___ Record extracts

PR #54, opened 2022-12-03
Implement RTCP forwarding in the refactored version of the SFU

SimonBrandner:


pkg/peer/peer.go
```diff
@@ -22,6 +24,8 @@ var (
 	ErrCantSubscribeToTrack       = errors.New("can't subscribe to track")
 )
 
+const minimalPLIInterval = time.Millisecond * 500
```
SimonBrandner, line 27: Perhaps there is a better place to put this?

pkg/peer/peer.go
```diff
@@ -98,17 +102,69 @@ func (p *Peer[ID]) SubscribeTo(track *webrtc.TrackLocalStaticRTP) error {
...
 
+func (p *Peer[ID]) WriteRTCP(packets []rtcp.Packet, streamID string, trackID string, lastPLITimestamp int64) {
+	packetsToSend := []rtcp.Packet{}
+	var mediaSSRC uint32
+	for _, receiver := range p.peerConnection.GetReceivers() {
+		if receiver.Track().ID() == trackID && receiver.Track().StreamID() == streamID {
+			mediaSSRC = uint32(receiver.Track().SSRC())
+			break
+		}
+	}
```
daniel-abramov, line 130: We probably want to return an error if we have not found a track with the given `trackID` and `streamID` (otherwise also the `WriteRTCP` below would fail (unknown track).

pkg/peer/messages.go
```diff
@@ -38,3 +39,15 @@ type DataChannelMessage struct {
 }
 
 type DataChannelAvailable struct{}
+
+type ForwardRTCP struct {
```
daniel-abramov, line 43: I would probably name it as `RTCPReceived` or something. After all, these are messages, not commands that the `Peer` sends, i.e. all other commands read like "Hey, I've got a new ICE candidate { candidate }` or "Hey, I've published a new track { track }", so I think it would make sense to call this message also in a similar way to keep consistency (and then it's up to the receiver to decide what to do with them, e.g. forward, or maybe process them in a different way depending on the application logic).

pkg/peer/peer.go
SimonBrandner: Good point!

______

Start to finish, copy the records above with no differences.

Solution to the exercise:
PR #54, opened 2022-12-03
Implement RTCP forwarding in the refactored version of the SFU

SimonBrandner:


pkg/peer/peer.go
```diff
@@ -22,6 +24,8 @@ var (
 	ErrCantSubscribeToTrack       = errors.New("can't subscribe to track")
 )
 
+const minimalPLIInterval = time.Millisecond * 500
```
SimonBrandner, line 27: Perhaps there is a better place to put this?

pkg/peer/peer.go
```diff
@@ -98,17 +102,69 @@ func (p *Peer[ID]) SubscribeTo(track *webrtc.TrackLocalStaticRTP) error {
...
 
+func (p *Peer[ID]) WriteRTCP(packets []rtcp.Packet, streamID string, trackID string, lastPLITimestamp int64) {
+	packetsToSend := []rtcp.Packet{}
+	var mediaSSRC uint32
+	for _, receiver := range p.peerConnection.GetReceivers() {
+		if receiver.Track().ID() == trackID && receiver.Track().StreamID() == streamID {
+			mediaSSRC = uint32(receiver.Track().SSRC())
+			break
+		}
+	}
```
daniel-abramov, line 130: We probably want to return an error if we have not found a track with the given `trackID` and `streamID` (otherwise also the `WriteRTCP` below would fail (unknown track).

pkg/peer/messages.go
```diff
@@ -38,3 +39,15 @@ type DataChannelMessage struct {
 }
 
 type DataChannelAvailable struct{}
+
+type ForwardRTCP struct {
```
daniel-abramov, line 43: I would probably name it as `RTCPReceived` or something. After all, these are messages, not commands that the `Peer` sends, i.e. all other commands read like "Hey, I've got a new ICE candidate { candidate }` or "Hey, I've published a new track { track }", so I think it would make sense to call this message also in a similar way to keep consistency (and then it's up to the receiver to decide what to do with them, e.g. forward, or maybe process them in a different way depending on the application logic).

pkg/peer/peer.go
SimonBrandner: Good point!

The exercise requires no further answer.